We should shard based on ownerID, which means we can edit the metadata of multiple entities ATOMICALLY with a transaction.
G Drive LB
Given the traffic that this website needs to serve, we can have a layer of proxies for entity information, load balanced on a hash of the ownerID. The proxies could have some caching
Netflix sharding
we can split our user-metadata db into a handful of shards, based on user id, each managing anywhere between 1 and 10 TB of indexed data. This will maintain very quick reads and writes for a given user.
write-through
a storage method in which data is written into the cache and the corresponding main memory location at the same time
Netflix LB
We can use round-robin load balancing to distribute user network requests across our API servers, which can then load-balance db requests according to userId.
Netflix caching
we can cache static content in our API servers, periodically updating it when new movies and shows are released, and we can also cache user metadata there, using write-through.
Slack sharding
Since our tables are very large, esp msgs, we must shard.

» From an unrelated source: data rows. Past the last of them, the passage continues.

PR #41, opened 2017-04-03
[add] filter of importable orders by state

simahawk:
If `backend_record.importable_order_state_ids` is valued
we check if current order is in the list.
If not, the job fails gracefully.

TODO: add tests.

### DIFF
--- a/connector_prestashop/models/sale_order/importer.py
+++ b/connector_prestashop/models/sale_order/importer.py
@@ -100,6 +100,7 @@ class SaleImportRule(ConnectorUnit):
                 "Process or create a new one.") % (ps_payment_method,
                                                    ps_payment_method))
         self._rule_global(record, payment_mode)
+        self._rule_state(record, payment_mode)
         self._rules[payment_mode.import_rule](self, record, payment_mode)
 
     def _rule_global(self, record, mode):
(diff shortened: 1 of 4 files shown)


simahawk:
Damn, this test is still failing randomly https://travis-ci.org/OCA/connector-prestashop/jobs/217990989#L1056.
@pedrobaeza @sergio-teruel @guewen any idea on how we can make this reliable?

simahawk:
@guewen after job restart the flappy test passed here too :smile:

guewen (approved):

connector_prestashop/models/sale_order/importer.py
```diff
@@ -117,6 +118,31 @@ def _rule_global(self, record, mode):
                                  'because it has not been paid since %d '
                                  'days' % (order_id, max_days))
 
+    def _rule_state(self, record, mode):
```
pedrobaeza, line 121: Why are you passing payment mode?

simahawk: just to respect the same signature. Not mandatory indeed, but if someone wants to customize it further based also on payment mode is feasible with it.

pedrobaeza: Well, it's not the normal to need that, but it doesn't hurt.

pedrobaeza (changes requested):
Please change module version number.

simahawk:
@pedrobaeza rebased and changed version to 1.0.4. Maybe better 1.1 since is a new feat?

pedrobaeza:
Well, technically speaking doesn't imply to update the module, but what you prefer. There's a Travis error now.

simahawk:
@pedrobaeza always the same stupid test on export qty which fails randomly... @guewen and I spent some time in trying to fix that but no luck :sob: 
I'll run the build again to see if it passes.

simahawk:
@pedrobaeza can we merge this? we are using it in prod since months...

pedrobaeza (approved):
OK, but we should fix this test ASAP. It's failing more and more and it distracts us from real errors

simahawk:
@pedrobaeza you are right and both me and Guewen spent time on that: no luck. Sounds like is not an easy one. Tnx for merging sir! :)

PR #43, opened 2017-04-04
7.0 corrections

bodi000:
a few improvements that block the functioning of 7.0


pedrobaeza:
Anyone more using this? It seems that some changes are due to PS version, but this version is very old and I don't know if this will be reviewed by proper colleagues.

PR #44, opened 2017-04-09
[8.0][FIX] connector_prestashop: Delete class manufacturer that provokes an error when import a product.

sergio-teruel:
[8.0][IMP] connector_prestashop: Set full_public_url in backend adapter.
cc @Tecantiva


pedrobaeza:
Why manufacturer extra make it crash? How do you handle it now?

sergio-teruel:
In v 9 we do not have any issue, so I have to investigate it, but until then, we have to remove that code.

pedrobaeza (approved):
OK then. Let's investigate it. As there's not more v8 maintainers of this, I merge it.

PR #45, opened 2017-04-09
[8.0][IMP] connector_prestashop_catalog_manager: change image url when export a new image or write one

sergio-teruel:
Can not be merged before this PR: https://github.com/OCA/connector-prestashop/pull/44
cc @Tecnativa


pedrobaeza (approved):
Merging as well, although I would like to protect imports next time.

PR #46, opened 2017-04-13
8.0 [FIX] connector prestashop minor fixes

sergio-teruel:
[8.0][FIX] connector_prestashop: Recompute qty in product template if product has not variants. This provoke extra writes.

[8.0][FIX] connector_prestashop_catalog_manager: Update always the default variant in las position. In recent ps versions set tow variants as default is forbidden

cc @Tecnativa


pedrobaeza (approved):
Fast-tracking it

PR #47, opened 2017-04-18
[9.0][IMP] account tax view

angelmoya:
On configuration process, when you set tax relation, on account.tax.group you can not set created taxes.

As a quick fix I only update view, to use many2many widget, but I think that it would be better to change this field from many2one to many2many field.

What do you think?

### DIFF
--- a/connector_prestashop/views/account_view.xml
+++ b/connector_prestashop/views/account_view.xml
@@ -31,7 +31,7 @@
         <field name="arch" type="xml">
             <form string="Account Tax Group">
                 <field name="name" colspan="4"/>
-                <field name="tax_ids" colspan="4"/>
+                <field name="tax_ids" colspan="4" widget="many2many"/>
                 <group string="PrestaShop Binding">
                     <field name="prestashop_bind_ids"
                            nolabel="1"/>


pedrobaeza:
@sergio-teruel please check

angelmoya:
@sergio-teruel @pedrobaeza Maybe I don't understand the scope of import account.tax.group from prestashop, because on spanish localization we have account.tax.group configured in one group, and if I set on imported tax groups then, as field is many2one, previous relation is deleted.

pedrobaeza:
I don't remember this exactly, but there's a reason I think about the divergences in tax handling between Odoo and PS. I let Sergio to specify more.

sergio-teruel:
@angelmoya In PS through webservice you can update a product tax with a rule group tax so the mapped record is tax.group, you can not update directly a product tax.. (I think...).
I think that is a bad idea change the tax_group field from Many2one to Many2many type, now I do not know the consequences of this change, perhaps @pedrobaeza can tell us if it is possible.. but mhuu i think that it is a hard change... :smile:

pedrobaeza:
Yes, I agree that the change is not going to work as is.

angelmoya:
OK @pedrobaeza  @sergio-teruel 

Now, with o2m on model and view, when you want to configure tax_groups imported from prestashop you are not available to use tax created by spanish localization, or you can set tax_group m2o field directly on tax?

With this improvement on view, you can set on tax groups the taxes that you want to use. Is right to change a tax from default taxes group to taxes group created by prestashop connector?

PR #50, opened 2017-05-09
[fix] allow user to read prestashop.product.category

simahawk:
**Current behavior**

* you are an inventory manager
* you go to "Product categories"
* you open a category
* KABOOM! No access to prestashop.product.category

**Desired behavior**

* no error pls!
* hide bindings if not connector manager group

NOTE: there are other views/models where we allow ppl to read records but maybe it would be better to hide connector bindings as I did here.


guewen (approved):

pedrobaeza:
cc @sergio-teruel

sergio-teruel (approved):

pedrobaeza (approved):

PR #53, opened 2017-05-18
Fix export when no location has flag prestashop_synchronized

guewen:
When there is no location with the flag prestashop_synchronized in the
location tree,

Current behavior:

The `location` key in the context is empty then the qty_available is
computed for *every* locations/warehouses.

Expected behavior:

If there is at least one location flagged, use it, otherwise, use all
the locations of the tree, starting from the selected location or
selected warehouse location.

When no location can be found (for instance because user selected a
location with a usage different than 'internal'), then it should just
fail and not return the stock of all warehouses.

Being able to synchronize without activating 'prestashop_synchronized'
is important: when used, this feature will trigger an export every time
a quant is changed or created, on a large catalog, we might prefer only
using the cron to have less frequent updates and less jobs.

A second fix is that when a stock_location_id is set on the backend, it
should be used, it was only used for the import of stock.

### DIFF
--- a/connector_prestashop/models/product_template/common.py
+++ b/connector_prestashop/models/product_template/common.py
@@ -3,7 +3,7 @@
 
 from collections import defaultdict
 
-from openerp import _, exceptions, api, fields, models
+from openerp import api, fields, models
 from openerp.addons.decimal_precision import decimal_precision as dp
 
 from ...unit.backend_adapter import GenericAdapter
@@ -111,8 +111,6 @@ class PrestashopProductTemplate(models.Model):
         digits_compute=dp.get_precision('Product Price'),
     )
 
-    RECOMPUTE_QTY_STEP = 1000
-
     @api.multi
     def recompute_prestashop_qty(self):
         # group products by backend
@@ -126,28 +124,7 @@ class PrestashopProductTemplate(models.Model):
 
     @api.multi
     def _recompute_prestashop_qty_backend(self, backend):
-        root_location = (backend.stock_location_id or
-                         backend.warehouse_id.lot_stock_id)
-        locations = self.env['stock.location'].search([
-            ('id', 'child_of', root_location.id),
-            ('prestashop_synchronized', '=', True),
-            ('usage', '=', 'internal'),
-        ])
-        # if we choosed a location but none where flagged
-        # 'prestashop_synchronized', consider we want all of them in the tree
-        if not locations:
-            locations = self.env['stock.location'].search([
-                ('id', 'child_of', root_location.id),
-                ('usage', '=', 'internal'),
-            ])
-        if not locations:
-            # we must not pass an empty location or we would have the
-            # stock for every warehouse, which is the last thing we
-            # expect
-            raise exceptions.UserError(
-                _('No internal location found to compute the product '
-                  'quantity.')
-            )
+        locations = backend._get_locations_for_stock_quantities()
         self_loc = self.with_context(location=locations.ids,
                                      compute_child=False)
         for product in self_loc:
--- a/connector_prestashop/models/product_template/common.py
+++ b/connector_prestashop/models/product_template/common.py
@@ -1,7 +1,7 @@
 # -*- coding: utf-8 -*-
 # License AGPL-3.0 or later (http://www.gnu.org/licenses/agpl.html)
 
-from openerp import api, fields, models
+from openerp import _, exceptions, api, fields, models
 from openerp.addons.decimal_precision import decimal_precision as dp
 
 from ...unit.backend_adapter import GenericAdapter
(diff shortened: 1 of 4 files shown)


simahawk (approved):

connector_prestashop/models/product_template/common.py
```diff
@@ -118,11 +118,28 @@ def recompute_prestashop_qty(self):
...
+        if not locations:
+            locations = self.env['stock.location'].search([
+                ('id', 'child_of', root_location.id),
+                ('usage', '=', 'internal'),
+            ])
+        if not locations:
+            # we must not pass an empty location or we would have the
+            # stock for every warehouse, which is the last thing we
+            # expect
+            raise exceptions.UserError(
```
pedrobaeza: But is this going to be silently thrown to the log only or is this reflected on a connector job?

guewen: It is called either by a click on the button to update stocks, either in a job. In both cases we'll have an error poping to the UI or in the job.

Also note that it should really be a rare error since it means that you selected a location which is not internal and has no no internal children. But that's really better than the previous behavior which was to export the added stock of all warehouses.

pedrobaeza: OK

pedrobaeza:
Travis error is again the intermittent problem?

simahawk:
@pedrobaeza yes, passed on OCB failed on ODOO this time

simahawk:
@pedrobaeza @sergio-teruel could we merge this?

simahawk:
@pedrobaeza same here :stuck_out_tongue:

pedrobaeza:
Please change version number also.

simahawk:
@pedrobaeza version should be ok now.

pedrobaeza:
Can I squash commits?

guewen:
@pedrobaeza the documentation of the individual changes is in the commits, if you squash, it's harder to know the reasons why I did a change later

pedrobaeza:
I don't see special importance to keep middle algorithms that are not the final ones and documentation should be better as comments before the code lines. Also a commit that switches the module number is not relevant to be kept IMO.

guewen:
Example: in commit 22926c7 there is this implementation:

```
backends = defaultdict(self.browse)
for product in self:
    backends[product.backend_id] |= product
```

In 5d617fd I change it to 

```
backends = defaultdict(set)
for product in self:
    backends[product.backend_id].add(product.id)
```

If in some days, someone has the bad idea to say, hey it's more cool to use `backends = defaultdict(self.browse)` instead of a set, then there is a documentation of why this is not something to do and that it has been done in the past.

A commit must explain why you change something. This is not a comment in the code that will explain why you make a change.

Regarding the version number, this would not be cleaner to choose one of the commit to melt it inside, but I would argue that: normally a version number should not be changed in the PR, but by a maintainer directly on the main branch when needed. But well, nobody does that here.

pedrobaeza:
@guewen thanks for your explanations, but I don't agree: if I change the implementation, I prefer to have in the code the explanation:
```python
# Using sets instead of recordsets because they are slow
# see https://github.com/guewen/connector-magento/pull/9
backends = defaultdict(set)
for product in self:
    backends[product.backend_id].add(product.id)
```
For sure most of the developers won't look for previous implementations of this (and more when there's a lot of commits and Git is not smart enough to show you with "selection history" the previous lines). Having this comment, you won't doubt.

About this particular optimization (I haven't made a proper review, just helping you in merging this), I'm curious as I'm not really sure about the performance improvement. Recordsets use set operations with ids in the background, so there shouldn't be too much performance penalty. Is this something you have checked (specially on v9/v10)?

guewen:
> About this particular optimization (I haven't made a proper review, just helping you in merging this), I'm curious as I'm not really sure about the performance improvement. Recordsets use set operations with ids in the background, so there shouldn't be too much performance penalty. Is this something you have checked (specially on v9/v10)?

That was my thought too before comparing the 2. @Cedric-Pigeon actually found that. Can take dozen of minutes for thousands of records in with browse vs seconds with sets.

pedrobaeza:
Thanks for the explanation, I merge although the disagreement on the commit policy, but please take into account my comments (and way of thinking) for future developments.

guewen:
> but please take into account my comments (and way of thinking) for future developments.

I respect your way of thinking which does not mean I agree. **Commits tell a story** and I'm far to be the only one into this line of thinking. When debugging and searching the reason for anything we see in the code, atomic and explained commit messages are invaluable. Which doesn't mean comments in the code are not, they are complementary. I won't start to throw all my code in big fat commits just because you prefer to. 

Thanks for the merge.

pedrobaeza:
I'm not saying that. I'm just asking to be balanced between both. You tend to go only for the commit side.

PR #319, opened 2018-08-08
Fix release mode JS exception

asutula:
Was causing all sorts of problems, including how we saw sign in not working.

### DIFF
--- a/App/Redux/PreferencesRedux.ts
+++ b/App/Redux/PreferencesRedux.ts
@@ -1,5 +1,5 @@
 import { createAction, ActionType, getType } from 'typesafe-actions'
-import TextileTypes from '../Models/TextileTypes'
+import { Profile } from '../Models/TextileTypes'
 
 const actions = {
   onboardedSuccess: createAction('ONBOARDED_SUCCESS', resolve => {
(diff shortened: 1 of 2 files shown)


App/Redux/PreferencesRedux.ts
```diff
@@ -1,5 +1,5 @@
 import { createAction, ActionType, getType } from 'typesafe-actions'
-import TextileTypes from '../Models/TextileTypes'
+import { Profile } from '../Models/TextileTypes'
```
asutula: Not the problem, but a compile time error I saw.

App/Sagas/TextileSagas.ts
```diff
@@ -180,14 +179,11 @@ export function * handleNewAppState (action: ActionType<typeof TextileNodeAction
   const { previousState, newState } = action.payload
   console.log('handleNewAppState', previousState, newState)
   if (previousState.match(/default|unknown/) && newState === 'background') {
-    Reactotron.logImportant('launched into background')
```
asutula: These were the problem. `Reactotron` isn't available in a release build, doh.

PR #320, opened 2018-08-08
Settings & notifications

andrewxhill:


andrewxhill:
Will need to do something with the Notifications page. I can stub in some basic ones that are more or less static (mnemonic created, node created, node started) and then we can build around it as a later pr

App/Navigation/AppNavigation.js
```diff
@@ -4,6 +4,7 @@ import TextileManager from '../Containers/TextileManager'
 import OnboardingCheck from '../Containers/OnboardingCheck'
 import AndrewPairingInvite from '../SB/views/AndrewDeviceInvite'
 import AndrewThreadInvite from '../SB/views/AndrewThreadInvite'
+import AccountNavigation from './AccountNavigation'
```
asutula: Don't need this here.

App/Navigation/PhotosNavigation.js
```diff
@@ -2,21 +2,23 @@ import React from 'react'
 import { StackNavigator, TabNavigator, TabBarBottom } from 'react-navigation'
 import { Image } from 'react-native'
 import TextilePhotos from '../Containers/TextilePhotos'
-import InfoView from '../Containers/InfoView'
 
 import styles, {headerTintColor} from './Styles/NavigationStyles'
+import AccountNavigation from './AccountNavigation'
```
asutula: Unused I think.

App/Redux/AuthRedux.ts
```diff
@@ -20,6 +20,9 @@ const actions = {
   logInRequest: createAction('LOG_IN_REQUEST', resolve => {
     return (username: string, password: string) => resolve({ username, password })
   }),
+  logOutRequest: createAction('LOG_OUT_REQUEST', resolve => {
```
asutula: Don't see any 'log out succes' action, but do we need it so we can clear out the `CafeTokens` stored in `AuthRexux`?

App/Navigation/PhotosNavigation.js
andrewxhill: It is, it's part of the root nav at the bottom

App/Redux/AuthRedux.ts
andrewxhill: I didn't complete it, figured it needs its own PR later. I commented out the Lock Screen button in the settings for now. The reason was that we need a few things to make it work,

- [ ] Goodbye screen (optional)
- [ ] When logged out after loggin in, we might want to skip those three intro screens before the login
- [ ] We currently force the user to retake their profile pic after any login, we prob want to skip that or at least ensure it works

andrewxhill:
hmm.. just merged master into it and it doesn't like something. looking into it

andrewxhill:
okay. let's do it

PR #321, opened 2018-08-08
Cleans up a lot of the un-clickable buttons

andrewxhill:


andrewxhill:
also gtg

asutula:
What do you think about using `react-native-header-buttons`? Not sure if you've tried it out, but it worked nicely in previous versions of the app.

andrewxhill:
ah shoot, forgot you had mentioned those before. let's get this guy in and i'll go back and replace next time around

asutula:
Are there any changes in this branch we actually need to keep then? Or can we just close this?

andrewxhill:
dunno, i'd say let's put it in because it makes the app more usable already... (there are non-header buttons fixed here too) and then i can replace with that follow-up work

asutula:
I don't know about merging this because it will definitely lead to a lot of unused code, mostly styling code, sitting around once we switch to to header buttons.

asutula:
ok, let's just be sure to actually clean up later then

PR #322, opened 2018-08-08
Notifications redux

andrewxhill:


App/Models/TextileTypes.ts
```diff
@@ -22,6 +22,13 @@ export interface Devices {
   items: Device[]
 }
 
+export interface Notification {
```
asutula: I originally made the `TextileTypes` file to keep track of the model types that are used with `textile-go`... Let's make a point of cleaning that up, makes it easier to deal with the framework update process.

App/Redux/RootReducer.ts
```diff
@@ -17,6 +17,7 @@ export default combineReducers({
   contacts: contactsReducer,
   devices: devicesReducer,
   preferences: prefrencesReducer,
+  notifications: notificationsReducer,
```
asutula: Cool, think you need to add the 'notifications' key to the persistence whitelist as well.

App/Models/TextileTypes.ts
andrewxhill: cool. pretty sure this guy will live here regardless, it's the UI-based reshaping of notifications. making it so i can easily style the feed list item by type of notification, stuff that go isn't going to care about

App/Redux/RootReducer.ts
andrewxhill: done

App/Models/TextileTypes.ts
```diff
@@ -22,6 +22,13 @@ export interface Devices {
...
+  category: 'node' | 'devices' | 'threads' | 'content'
+  type: string
+  date: number
+  payload?: any
+}
```
asutula: Seems like we'd want to track a 'read' or 'unread' status.

App/Redux/NotificationsRedux.ts
```diff
@@ -0,0 +1,33 @@
+import { createAction, ActionType, getType } from 'typesafe-actions'
+import * as TextileTypes from '../Models/TextileTypes'
+
+const actions = {
+  newNotification: createAction('NEW_NOTIFICATION_REQUEST', resolve => {
```
asutula: Good start I think. I could imagine some other actions we'd want:

1. Acknowledge notification - Fired it the user taps or opens a notification, toggles the status to 'read'
2. Acknowledge all notifications - Fired in a situation like, user opens the notifications screen and is there for at least 5 seconds, and then navigates away from the notifications screen. Marks all unread notifications as read.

Natural approach: shard based on org size. Biggest orgs in their own shards; smaller organizations grouped together in other shards.
BUT we’ll have problems when an org’s size increases dramatically or when activity surges within an org. Hotspots mean latency goes up.
So we add a service that’ll asynchronously measure org activity and “rebalance” shards accordingly. This service can be a strongly consistent K-V store (Etcd / ZooKeeper), mapping orgIds to shards. Our API servers communicates w/ this service to know which shard to route requests to.
idempotent
a property of some operations such that no matter how many times you execute them, you achieve the same result
Slack LB
We’ll want a load balancer btwn the clients and the API servers that sub to Kafka topics, which will also talk to the “smart” sharding service to match clients with the right API servers.
Airbnb LB
Host side - requests to create and delete listings are LBed across a set of API servers using round-robin. The API servers are in charge of writing to the SQL db.
Renter side - LB requests to list, get, and reserve listings across a set of API servers using an API-path-based server-selection strategy.
Note: NO caching at our API servers – we’ll run into stale data as reservations and listings appear.